Beautiful and fast, five of these pups call Schroeder, MN, "home." That's where they live with pro mushers Rita and Bill Wehseler. Rita kindly agree to let me train with these amazing athletes in 2012 so I can step up my mushing skills and try out a race or two. Ginsberg is the only city boy in the crew. He lives in Minneapolis with me, at the 44th Street Accidental MicroKennel.
Penya is extraordinary. She's a highly trained lead dog who has finished John Beargrease Marathons, no easy task. She is incredibly eager to please, efficient, and easygoing. One of my favorite things about Penya is how, when we stop to rest, she plops herself down AND keeps the line tight. She keeps a close eye on the team, looking for clues as to what's next. She has a wonderful, thick luxurious coat and a petite face and petite paws. I greet her first when I arrive and she knows I'm usually packing treats. But even when I'm not, she greets me happily and roles on her back for belly rubs. Such a hard working girl, I never see her slack off. She's been an excellent teacher for me.
Nickname: I like to call him "Coltish Boy"
Colt is the biggest pup on our team. He's leggie and lanky and has a sweet, innocent face and a puppyish disposition. He can be a little shy at first, but he warns up fast. He and Penya run beautifully together in lead, often matching each other's stride. He works very hard to follow commands, and definitely looks to Penya for cues. Another hard-working pup who is ready to go any time!
Lydia is my talker. She's also an energizer bunny and probably the most affectionate pup on the team. She'll wrap herself around you in seconds flat. When I'm scooping in the dog yard, she keeps up a constant "rrrr, rrrr, rrrrwoof, rrr, rrrr, rrr" as if to remind me she's still there. She's all business in harness and would go forever, given the opportunity. This girl looks at you with such loving eyes, you cannot help but fall in love with her, even when you'd like her to quiet down. Her work ethic never ceases to amaze me. She never questions anything, and she gives 100%. She's one of my "jumping beans," pups that just go slamming into their harness and literally levitate to get going.
Ah, Greyling, my shy girl. It's taken a while to win her trust, but win it I have. She's incredibly submissive and nonthreatening and I still have a hard time getting her to take treats from my hand. But when I arrive to run the team, she'll now come right up to me for a little loving. Her fur is incredibly soft and silky and her build is lithe and elegant. In harness, she's another of my jumping beans (a cheerleader) who really doesn't want to pause too long for rest stops. I don't believe I've ever heard her bark. But maybe that's because some of the other pups are louder. She has a gorgeous trot, with almost a wolf-life quality about her.

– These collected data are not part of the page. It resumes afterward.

PR #597, opened 2020-05-11
worker: switch to `--output-diectory=DIR`

dvdhrm:
Since 2 releases `osbuild` accepts an `--output-directory=DIR` argument
which lets us decide where to place generated artifacts. Switch over to
it, rather than digging into the store, to make sure we will not access
the osbuild store when parallel cleanups are ongoing (which are not yet
a thing, though).

### DIFF
--- a/cmd/osbuild-image-tests/constants/constants-travis.go
+++ b/cmd/osbuild-image-tests/constants/constants-travis.go
@@ -4,12 +4,12 @@ package constants
 
 import "os/exec"
 
-func GetOsbuildCommand(store string) *exec.Cmd {
+func GetOsbuildCommand(outputDirectory string) *exec.Cmd {
 	cmd := exec.Command(
 		"python3",
 		"-m", "osbuild",
 		"--libdir", ".",
-		"--store", store,
+		"--output-directory", outputDirectory,
 		"--json",
 		"-",
 	)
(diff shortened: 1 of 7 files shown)


dvdhrm:
The CI failure seems unrelated to me. But maybe someone with more insight can look at it?

```
                	            	- (string) (len=10) "bootloader": (string) (len=4) "grub",

                	            	+ (string) (len=10) "bootloader": (string) (len=7) "unknown",
```

dvdhrm:
> Thanks! osbuild-composer currently depends on [osbuild >= 12](https://github.com/osbuild/osbuild-composer/blob/master/osbuild-composer.spec#L47). Is `--output-directory` already in 12?

Yeah, introduced with `osbuild-12`.

> > The CI failure seems unrelated to me. But maybe someone with more insight can look at it?
> 
> @gicmo has seen these before. I think they're flakes.

Right, then I will ignore it for now. Thanks!

dvdhrm:
I just noticed there are 2 more tests that I could convert as well. We then no longer hard-code `refs/` anywhere. And I can rerun the CI when I repush :)

dvdhrm:
`grep -r generate-test-case .` found nothing, so I am a bit unsure how to verify `generate-test-case` still works. Can someone let me know how I can run and test this tool?

ondrejbudai:
`tools/test-case-generators/generate-test-case` is called by `tools/test-case-generators/generate-test-cases`. I think the following line should work:

```
tools/test-case-generators/generate-test-cases --distro fedora-32 --arch x86_64 --store . --output test/cases
```

dvdhrm:
I used `mkdir store && ... --store store` and it works fine for me.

This girl stole my heart from day one. She is calm and loving and playful. Of all the pups, I believe she has the most incredible work ethic, never slowing down even when she's thirsty or has nicked her nail. Another of the "jumping beans," Elias will practically scream to get going after we take a rest. And she also likes to let me know I shouldn't forget about her when I'm working in the dog yard. Elias and I have a very sweet bond, and she loves to snuggle and wedge her head between my leg and her house. She drinks more water than any of the other pups, and is always eager to have another treat. Her gorgeous blue eye is also a parti-eye, with smudges of brown around the top. Sometimes she reminds me of a pit bull, with her solid build and wide face. But she is all Alaskan husky. I like t think of her as Miss Congeniality because she is so friendly when a new pup is in the dog yard.
Nickname: Gins (hard "g" sound)
Namesake is poet Alan Ginsberg, from Shannon Miller's Writers Litter (2010)
Pedigree: Gwennie (J Barron) x Jack (S Miller)
Male: 1/4 Seppala + 3/4 Alaskan Husky
Ginsberg turns 2 on January 2, 2012. When we began training, Gins was a little surprised about what was expected of him. He kept looking back over his shoulder at me, as if asking whaththeheck? But he has had such impeccable mentors with THREE BLUE EYES that it didn't take long for him to make sense of what was going on. He is so solid in wheel, I'm amazed. His tugline is always tight, his focus laser-sharp now, and his work ethic amazing. Because I've worked with him since he was a puppy and he knows me well, I'd like to try him in lead at some point. But for now, I like that he's taking his job so seriously and performing very well. When we first started passing practice, he kept his focus and did not try to interact with the other dogs. I think that's pretty good for a pup that is essentially a "yearling." I can't wait to see what else he learns, shows me, and teachers me.